__How to complete this task__
In the records below, find the line holding "Go to Providers → Cline" and the line holding "Expected behavior". Set down both, with every line between them, exactly.

__Data to use__
Issue #3644, opened 2026-08-30
z-ai/glm-5.3-flash returns "no completion choices" via Cline provider — confirmed working fine in official Cline VS Code extension


ashen-induwara:
Related: #3573 (closed by original reporter based on outdated info)

Description

Reopening this problem as a new issue. #3573 was closed by the original reporter based on a secondhand report that GLM-5.3-Flash was also failing in the official Cline VS Code extension, which was assumed to mean this was a Cline-side rollout issue rather than a 9router problem.

I'm still hitting this issue on 9router, but GLM-5.3-Flash works fine for me directly in the official Cline VS Code extension — same model, no errors. That contradicts the reasoning used to close #3573 and points this back at 9router's integration rather than an upstream Cline/Z.ai problem.

Steps to reproduce
Go to Providers → Cline
Add Custom Model with ID z-ai/glm-5.3-flash
Click "Test"
Result: Provider returned no completion choices for this model
Expected behavior

Should return a normal completion. the model works correctly for me through the official Cline VS Code extension, so 9router should be able to route it successfully too.

Actual behavior
Model ID resolves correctly through 9router (no 404) — routing/mapping is fine
Request reaches Cline's backend but 9router reports no completion choices
Same model works without issue directly in the official Cline VS Code extension on my end
Why this points back at 9router, not Cline

#3573 was closed on the assumption this was a broad Cline-side rollout stability issue, based on one other user's report of the same failure in the extension itself. I'm not seeing that. the extension works fine for me with this exact model. That leaves 9router's handling of this model's response as the more likely cause:

Possible gap in 9router's response parsing for this model's completion payload shape
Possible difference in how 9router constructs/sends the request compared to the official extension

__Answer area__
Go to Providers → Cline
Add Custom Model with ID z-ai/glm-5.3-flash
Click "Test"
Result: Provider returned no completion choices for this model
Expected behavior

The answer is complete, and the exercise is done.